Insgesamt kann man am Tygerberg-Hospital sehr viel lernen, da man viel eigenständig
arbeiten darf und auch das Teaching nicht zu kurz kommt. Jedoch hängt das alles auch sehr
vom eigenen Engagement ab, das man vor allem den Ärzten entgegenbringt. Je mehr Interesse
und Motivation man selber zeigt, desto mehr darf man auch machen, und desto eher sind die
Ärzte gewillt, einem etwas beizubringen.
Freizeit:
Kapstadt und Umgebung haben einen enormen Freizeitwert. Deshalb sollte man dies auch auf
alle Fälle ausnützen, wenn man dort hinkommt. Da der Campus genau zwischen dem
Stadtzentrum Kapstadts und Stellenbosch liegt, hat man einen idealen Ausgangspunkt für
Tages- oder Wochenendausflüge.
Seien es die berühmten Weinberge um die Städte Stellenbosch, Paarl und Franschhoek,
beliebte Badeorte wie Camps Bay, Llandudno oder Muizenberg, die Nationalparks um
Tafelberg und Kaphalbinsel oder das kapstädter Zentrum mit Waterfront und Long Street, all
diese Ziele sind innerhalb weniger Autominuten zu erreichen.

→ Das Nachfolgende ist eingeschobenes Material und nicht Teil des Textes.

PR #325, opened 2016-05-02
Do not clear out Page's title on load, as we don't always have a new …

jsantell:
…title for a page, like when using HTML5 history APIs. r=bgrins


bgrins:
Nice, r+

bgrins:
Looks like there's an error on CI:

1) navigation updates display title when navigating via HTML5 history:
     Error: element (.active-browser-page[data-page-state="loaded"]) still not visible after 5000ms

jsantell:
I think that happens intermittently -- on any wait command for webdriver unfortunately :sigh:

Zudem gibt es wohl kaum eine Aktivität, die man in näherer Umgebung nicht ausüben kann:
seien es Klettern, Sandboarden, Fallschirmspringen, Tauchen, Surfen, Kiteboarden, Shoppen,
Wine-tasting oder Strandausritte zu Pferd, um nur ein paar zu nennen.

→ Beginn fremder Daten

PR #1172, opened 2016-09-19
Propogate click events from webviews and close popups like autocomple…

### LINKED ISSUE #1123: Autocomplete list doesn't hide when clicking away from it in the browser
From #1091:

STR:
* Type something in a URL bar to get autocomplete list to open
* Click anywhere in the browser (web contents, nav bar...)

Expected:
* Autocompletes go away

The autocomplete list doesn't disappear even when I click elsewhere in the browser. Seems the only way to get it to go away is by pressing ESC - but once I've clicked elsewhere the URL bar loses focus so ESC doesn't close it.

jsantell:
…te list when clicking outside the chrome area. Fixes #1123. r=vporof

How's something like this for handling clicks? The webview event doesn't emit a click event on its own; also, have not tested, but wonder if content can stop click events from hitting this, and if so, how common is that.

### DIFF
--- a/app/ui/browser-modern/views/browser/page/index.jsx
+++ b/app/ui/browser-modern/views/browser/page/index.jsx
@@ -204,6 +204,26 @@ class Page extends Component {
           break;
       }
     });
+
+    // We cannot bind click events on the actual webview node, but mousedown
+    // works, so convert that to a propogated click.
+    this.webview.addEventListener('mousedown', e => {
+      this.handleWebviewClick(e);
+    });
+  }
+
+  /**
+   * Intercept and propogate clicks from the webview so we can react (like close popups)
+   * on events from webview.
+   */
+  handleWebviewClick() {
+    const ev = new MouseEvent('click', {
+      bubbles: true,
+      cancelable: true,
+      view: window,
+      relatedTarget: this.webview,
+    });
+    this.webview.dispatchEvent(ev);
   }
 
   render() {
--- a/app/ui/shared/widgets/autocompleted-search.jsx
+++ b/app/ui/shared/widgets/autocompleted-search.jsx
@@ -37,11 +37,32 @@ class AutocompletedSearch extends Component {
     this.shouldComponentUpdate = ComponentUtil.shouldMixedPropsComponentUpdate.bind(this, {
       immutables: ['dataSrc'],
     });
+    this.handleWindowClick = this.handleWindowClick.bind(this);
 
     this.state = {
       showSelectionList: false,
       selectedIndex: 0,
     };
+  }
+
+  componentWillMount() {
+    if (typeof window === 'object') {
+      window.addEventListener('click', this.handleWindowClick);
+    }
+  }
+
+  componentWillUnmount() {
+    if (typeof window === 'object') {
+      window.removeEventListener('click', this.handleWindowClick);
+    }
+  }
+
+  handleWindowClick() {
+    // This component's button won't be available if hasn't rendered yet.
+    // We also can't call `setState` on components which haven't rendered yet.
+    if (this.state.showSelectionList && this.inputbar) {
+      this.setState({ showSelectionList: false });
+    }
   }
 
   handleInputChange = e => {


app/ui/browser-modern/views/browser/page/index.jsx
```diff
@@ -204,13 +204,30 @@ class Page extends Component {
 
     this.webview.addEventListener('ipc-message', e => {
```
bgrins: Looks like we could do:

        this.webview.addEventListener('mousedown', e => {

        });

And that fires, but 'click' doesn't for some reason.

jsantell: Mousedown would be sufficient for this, I think. Can propogate as 'click' if needed

jsantell: Also wouldn't need the preload script which seems shaky at best

app/ui/shared/widgets/autocompleted-search.jsx
```diff
@@ -35,13 +35,30 @@ class AutocompletedSearch extends Component {
...
 
     this.state = {
       showSelectionList: false,
       selectedIndex: 0,
     };
   }
 
+  componentWillMount() {
+    if (typeof window === 'object') {
+      window.addEventListener('click', this.handleWindowClick);
```
victorporof: Why the need to check if the window global exists? I thought you said this was an eslint error.

app/ui/shared/widgets/autocompleted-search.jsx
```diff
@@ -35,13 +35,30 @@ class AutocompletedSearch extends Component {
...
+    }
+  }
+
+  componentWillUnmount() {
+    if (typeof window === 'object') {
```
victorporof: Please add something similar for the history dropdown.

victorporof:
Please also handle the escape key, either here or in a followup: https://github.com/mozilla/tofino/blob/master/app/ui/shared/widgets/dropdown-menu-btn.jsx

app/ui/shared/widgets/autocompleted-search.jsx
```diff
@@ -35,13 +35,30 @@ class AutocompletedSearch extends Component {
...
+      window.removeEventListener('click', this.handleWindowClick);
+    }
+  }
+
+  handleWindowClick() {
+    this.setState({ showSelectionList: false });
```
victorporof: React will warn if setState is called before this component renders.

app/ui/shared/widgets/autocompleted-search.jsx
jsantell: This hits in our unit tests, it wasn't linting, where `window` does not exist

jsantell:
This already handles the escape key scenario

app/ui/shared/widgets/autocompleted-search.jsx
jsantell: @victorporof  I'm not sure what you mean by this -- a window safety? or unmount clean up? The closing on escape/click seems to be working fine for it. Can you clarify in a follow up?

app/ui/shared/widgets/autocompleted-search.jsx
jsantell: Fixed!

app/ui/browser-modern/views/browser/page/index.jsx
jsantell: This seems to be working OK

app/ui/shared/widgets/autocompleted-search.jsx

Um diesen Freizeitwert nutzen zu können, ist jedoch ein Auto unbedingt notwendig.
Allerdings kann man sich vor Ort einen zuverlässigen Wagen schon ab ca. 10€ pro Tag
mieten. Da man in der Studenten-Lodge ohnehin viele Gleichgesinnte hat, schließt man sich
am besten zusammen und teilt sich zu zweit oder zu dritt die Kosten.
Fazit:
Insgesamt habe ich in Kapstadt ein absolut gelungenes PJ-Tertial verbracht. Aus
medizinischer Sicht kann man hier mit einem gewissen Maß an Engagement sehr viel
theoretisches und praktisches Wissen mitnehmen. Besonders beeindruckend fand ich auch die
Erkenntnis, wie leicht man fehlende finanzielle und apparative Mittel durch ärztliche
Kompetenz annähernd wettmachen kann.
Zudem haben mich die abwechslungsreiche Landschaft, die Freizeitmöglichkeiten aber auch
die südafrikanischen Menschen mit ihren unterschiedlichen Kulturen absolut beeindruckt.
Ein Tertial am Tygerberg-Hospital zu verbringen ist absolut empfehlenswert, und ich
wünsche Jedem, der dort hingehen sollte, eine genauso schöne Zeit, wie ich sie hatte.